───── Source records ─────

PR #6803, opened 2024-02-11
Add test for current CTAD support with RangePolicy

dalg24:
Extracted from #5517
Intended as a base for discussion when adding deduction guides in a follow up PR.

Adding a compile-only test to showcase what currently works before we make changes.

PR #6841, opened 2024-02-23
Remove redundant RangePolicy constructor

masterleinad:
Following the discussion in https://kokkosteam.slack.com/archives/C5BGU5NDQ/p1708708198675449, there are two possible constructors for
```
Kokkos::RangePolicy        policy(ExecutionSpace(), 0, N);
```
which only differ by a trailing variadic template argument, which is why some compilers have trouble with CTAD in this case. Since the variadic template argument can be empty, we don't actually need the constructor without the variadic template argument.

### DIFF
--- a/core/src/Kokkos_ExecPolicy.hpp
+++ b/core/src/Kokkos_ExecPolicy.hpp
@@ -119,24 +119,6 @@ class RangePolicy : public Impl::PolicyTraits<Properties...> {
             std::enable_if_t<(std::is_convertible_v<IndexType1, member_type> &&
                               std::is_convertible_v<IndexType2, member_type>),
                              bool> = false>
-  inline RangePolicy(const typename traits::execution_space& work_space,
-                     const IndexType1 work_begin, const IndexType2 work_end)
-      : m_space(work_space),
-        m_begin(work_begin),
-        m_end(work_end),
-        m_granularity(0),
-        m_granularity_mask(0) {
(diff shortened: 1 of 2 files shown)


masterleinad:
I rebased after #6803 was merged and added the respective test case.

masterleinad:
Retest this please.

masterleinad:
> Does that change anything about NVCC support?

No, it turns out that actually none of the test cases in that file work with `nvcc 11.0` (and `gcc 9.4.0`). I updated the test case to guard it completely in that case.

nliber (approved):
This is fine.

─────

:: Assignment ::
Copy each line above that contains the string "core".

:: Response ::
--- a/core/src/Kokkos_ExecPolicy.hpp
+++ b/core/src/Kokkos_ExecPolicy.hpp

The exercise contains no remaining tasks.